• _Problem requirements_
Transcribe the records below. Leave nothing out and change nothing.

# # # # #

PR #544, opened 2026-08-04
fix(sentry): redact secrets interpolated into text, not just under keys (#514)

### LINKED ISSUE #514: [security] Sentry scrubber is key-based only — secrets interpolated into message or exception text are not redacted
Follow-up to #436 / #510. Raised in review of #510 by @chrisrogers37 (rajan's lens).

## Gap

`_strip_pii` in `shuffify/__init__.py` redacts **by key**: `_sentry_key_is_sensitive(k)` decides whether a value is replaced with `[Filtered]`. That covers the whole named-field surface — request data, extras, contexts, breadcrumb `data`, and (as of #510) exception/thread stack-trace frame `vars`.

It does **not** inspect free text. A secret that is *interpolated into a string* rather than sitting under a sensitive key passes every layer untouched:

- **Log message text** — `logger.error(f"Token exchange failed: {token_data}")` lands in `event["logentry"]["message"]` / `formatted`, which the scrubber never reads.
- **Exception strings** — `raise SpotifyTokenError(f"...{secret}...")` lands in `event["exception"]["values"][i]["value"]`, likewise unread. Note the existing token paths already build messages from `response.text` (`error_msg = response.json().get("error_description", response.text)`), so a provider that echoes a credential back in an error body would surface it here.
- **Breadcrumb `message`** — same shape as logentry.

## Not a current bug

I checked the live paths before filing: the token-exchange and refresh handlers interpolate only the *exception* (`f"Token exchange failed: {e}"`), and the exceptions they raise are built from Spotify's `error_description`/`response.text`, not from the token dict. So nothing in `main` puts a known secret into message text today.

The problem is that **nothing stops the next one**. The natural change — adding `{token_data}` or `{code}` to an error message while debugging — reintroduces the #436 class of leak, silently, with all three of #510's layers still green. A reader at the call site reasonably assumes "the Sentry scrubber" covers text; it does not.

## Suggested direction (not prescriptive)

1. **Pattern-based value scrubbing** over `logentry.message`/`formatted`, `exception.values[].value`, and `breadcrumbs[].message`. Spotify OAuth material is regex-able: authorization codes and tokens are long high-entropy `[A-Za-z0-9_-]` runs; `BQ`-prefixed access tokens and `AQ`-prefixed refresh tokens are recognisable. Redact the matched span, not the whole message, so the diagnostic stays useful.
2. **Or**: a targeted denylist of *known secret values* pulled from config at init (`client_secret` especially, which is a fixed string the process already holds) — cheap, exact, no false positives, but only covers values known at init time.

(1) and (2) compose; (2) is a few lines and closes the highest-value case immediately.

Whichever lands, it needs the same standard #510 held to: assert on the bytes leaving the process, and prove the test fails without the fix.

## Meanwhile

#510 documents the boundary in the `_strip_pii` docstring and points here, so the limitation is discoverable at the call site rather than by reading the implementation.

chrisrogers37:
Closes #514.

## The gap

# # # # #

• _The answer_
PR #544, opened 2026-08-04
fix(sentry): redact secrets interpolated into text, not just under keys (#514)

### LINKED ISSUE #514: [security] Sentry scrubber is key-based only — secrets interpolated into message or exception text are not redacted
Follow-up to #436 / #510. Raised in review of #510 by @chrisrogers37 (rajan's lens).

## Gap

`_strip_pii` in `shuffify/__init__.py` redacts **by key**: `_sentry_key_is_sensitive(k)` decides whether a value is replaced with `[Filtered]`. That covers the whole named-field surface — request data, extras, contexts, breadcrumb `data`, and (as of #510) exception/thread stack-trace frame `vars`.

It does **not** inspect free text. A secret that is *interpolated into a string* rather than sitting under a sensitive key passes every layer untouched:

- **Log message text** — `logger.error(f"Token exchange failed: {token_data}")` lands in `event["logentry"]["message"]` / `formatted`, which the scrubber never reads.
- **Exception strings** — `raise SpotifyTokenError(f"...{secret}...")` lands in `event["exception"]["values"][i]["value"]`, likewise unread. Note the existing token paths already build messages from `response.text` (`error_msg = response.json().get("error_description", response.text)`), so a provider that echoes a credential back in an error body would surface it here.
- **Breadcrumb `message`** — same shape as logentry.

## Not a current bug

I checked the live paths before filing: the token-exchange and refresh handlers interpolate only the *exception* (`f"Token exchange failed: {e}"`), and the exceptions they raise are built from Spotify's `error_description`/`response.text`, not from the token dict. So nothing in `main` puts a known secret into message text today.

The problem is that **nothing stops the next one**. The natural change — adding `{token_data}` or `{code}` to an error message while debugging — reintroduces the #436 class of leak, silently, with all three of #510's layers still green. A reader at the call site reasonably assumes "the Sentry scrubber" covers text; it does not.

## Suggested direction (not prescriptive)

1. **Pattern-based value scrubbing** over `logentry.message`/`formatted`, `exception.values[].value`, and `breadcrumbs[].message`. Spotify OAuth material is regex-able: authorization codes and tokens are long high-entropy `[A-Za-z0-9_-]` runs; `BQ`-prefixed access tokens and `AQ`-prefixed refresh tokens are recognisable. Redact the matched span, not the whole message, so the diagnostic stays useful.
2. **Or**: a targeted denylist of *known secret values* pulled from config at init (`client_secret` especially, which is a fixed string the process already holds) — cheap, exact, no false positives, but only covers values known at init time.

(1) and (2) compose; (2) is a few lines and closes the highest-value case immediately.

Whichever lands, it needs the same standard #510 held to: assert on the bytes leaving the process, and prove the test fails without the fix.

## Meanwhile

#510 documents the boundary in the `_strip_pii` docstring and points here, so the limitation is discoverable at the call site rather than by reading the implementation.

chrisrogers37:
Closes #514.

## The gap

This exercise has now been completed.